Economists have been entertaining decompositions like that for several decades now. Some of the favorite types are labor discrimination (gap in the wages of males and females: is it fully explained by the differences in the occupations they take?) and poverty analysis (what are the contributions of the changes in inequality and overall economic growth into poverty changes?) I worked on this many years ago, and Google refers to Tony Shorrocks' paper on Shapley decomposition
The mechanics of Shapley decomposition is as follows. Each contributing factor can be thought of as being "on" or "off", i.e., have only two levels. E.g., in poverty analysis, I can have Sweden income distribution and US income distribution (two levels), Sweden mean income and US mean income (two levels), and two poverty line definitions (half of the median income or a fixed figure like USD 10000 in purchasing parity units). I consider all possible combinations of factors being "on" and "off" (with three factors, I will have 2^3 = 8 possible outcomes, such as poverty rates). I then collect for each factor the marginal effect of the change in the factor, keeping other things equal. Thus, for inequality effect, I would consider the difference in poverty rates induced by changing the inequality from the Swedish levels to the US levels, for four different baseline scenarios (= 2^2 combinations of the remaining two factors, income level and poverty definition). Then I define the contribution of inequality to the poverty rate as the average across those four scenarios. The paper I cited shows the nice mathematical properties of the decomposition, and we had a couple of other papers where we applied what I described above to poverty in Russia (over time and across regions).
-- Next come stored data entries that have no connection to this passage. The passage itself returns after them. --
PR #1160, opened 2026-07-23
Cheap check first in `dereferenceLhsRequiresParens()`

staabm:
do simple bool comparison before going the more expensive route via another method call

born from a PHPStan case in which pretty printing of a files expressions turn into the main bottleneck
grafik

repro:
run phpstan on https://github.com/phpstan/phpstan-src/blob/7e97b9e67a506cd056ed3f34ad739a388c6d7942/tests/bench/data/nullsafe-chain-walk.php like 
`phpstan analyze nullsafe-chain-walk.php --debug`

----

this PR does not resolve this bottleneck though


nikic:
This is only going to make a positive difference if the value is actually a constant (i.e. you are printing `FOO[0]`), which is a really rare case. So I would not expect this to be beneficial in practice.

staabm:
while I agree its a bit artificial, the fix itself is straitforward (and maybe not worth discussing?)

In your analysis, you would have to come up with meaningful ways to create the counterfactual results (what would the change in the number of immigration studies be if there were no change in the language? if there were no changes between disciplines? etc.) If you can come up with such counterfactuals, then it will be quite straightforward to apply this methodology.
Another similar decomposition in regression context was proposed by Gary Fields. For a regression equation $y=\beta_0 + \beta_1 x_1 + \ldots + \beta_k x_k + \epsilon$, it essentially boils down to covariance between $y$ and $\hat \beta_k x_k$, as far as I remember. I did not work with this decomposition that much, although I did have it implemented in Stata.